PR #26071, opened 2025-01-30
[rom_ctrl,doc] Updates and tidy-ups

rswarbrick:
These commits are trying to tidy up the block documentation so that things are more fully specified. It might hopefully feed into a verification plan for the block. (But documenting what on earth it's supposed to do seems like it's sensible either way!)


hw/ip/rom_ctrl/README.md
```diff
@@ -8,15 +8,25 @@
 
 # Overview
 
-This document describes the ROM controller (`rom_ctrl`).
-This module attaches as a peripheral to the system bus, and thus follows the [Comportability Specification](../../../doc/contributing/hw/comportability/README.md).
+The ROM controller (`rom_ctrl`) is the connection between the chip and its ROM.
+It has three main tasks:
+- Pass read requests to the ROM and respond with the memory contents.
+- Generate a checksum of the ROM contents and feed its value to keymgr to be included in the device identity.
```
martin-velay, line 14: It'd make sense to add the [link to the keymgr](https://opentitan.org/book/hw/ip/keymgr/index.html) block at least one time. And for the next references as you are not saying the full name, maybe use this form `keymgr`

hw/ip/rom_ctrl/README.md
```diff
@@ -8,15 +8,25 @@
...
+- Inform pwrmgr once the checksum has been computed and looks reasonable, to allow the rest of the chip startup.
```
martin-velay, line 15: Same for here [pwrmgr](https://opentitan.org/book/hw/top_earlgrey/ip_autogen/pwrmgr/index.html)

hw/ip/rom_ctrl/README.md
```diff
@@ -8,15 +8,25 @@
...
 
-The ROM controller interfaces between the system bus and the ROM.
-This ROM has scrambled contents (scrambled with a fixed key, derived from a global constant).
-The controller is responsible for descrambling these contents on memory fetches.
+In order to fulfil the first task, the ROM controller attaches as a peripheral to the system bus.
+Because it does so, it follows the [Comportability Specification](../../../doc/contributing/hw/comportability/README.md).
```
martin-velay, line 18: Nit: it's maybe my English here, but this sentence sounds weird to me

hw/ip/rom_ctrl/README.md
```diff
@@ -8,15 +8,25 @@
...
+The contents of the ROM are also scrambled (with a fixed key, derived from a global constant).
```
martin-velay, line 19: Do we have somewhere an explanation on how the data are scrambled or a name of an algorithm mentioned?

hw/ip/rom_ctrl/doc/interfaces.md
```diff
@@ -53,10 +53,23 @@ Referring to the [Comportable guideline for peripheral device functionality](htt
...
-`RndCnstRomKey`             | (see RTL)             | (see RTL)    | Compile-time random default constant for scrambling key (used in `prim_prince` block).
-`RndCnstRomNonce`           | (see RTL)             | (see RTL)    | Compile-time random default constant for scrambling nonce (used in `prim_prince` block and the two S&P blocks).
+The top-level `rom_ctrl` module has several parameters, although some of them are only relevant for verification.
+Those parameters are described separately below.
+The parameters that have an effect on the generated block are:
+
+Parameter         | Default (Max)                 | Top Earlgrey | Description
+------------------|-------------------------------|--------------|---------------
+`AlertAsyncOn`    | True                          | True         | This is passed to the single `prim_alert_sender` instance and causes it to generate synchronization logic to support alert rx and tx being on different clocks.
+`RndCnstRomNonce` | `RND_CNST_SCR_NONCE` (define) | (see RTL)    | Compile-time random default constant for scrambling nonce (used in `prim_prince` block and the S&P block).
```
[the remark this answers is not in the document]
rswarbrick: Good point. It gets passed in as a parameter (with value `0123456789...`!)  in `tb.sv`. Probably the DV documentation is the right place to describe this properly, and I haven't written that yet!

But I'm about to force-push a tweak where we at least give the sizes of the values.

hw/ip/rom_ctrl/README.md
rswarbrick: Well... they aren't! They were before we dropped one of the stages. I've rewritten that text to be more correct and linked out to the right place this should be explained.

Honestly, it's not explained all that fully there either. Do you think there's more that we should be explaining with the new version?

rswarbrick:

» **Problem to solve**
Tell me how many lines in the records above include the word "checksum"; the number is all that is needed.

» **Finished task**
2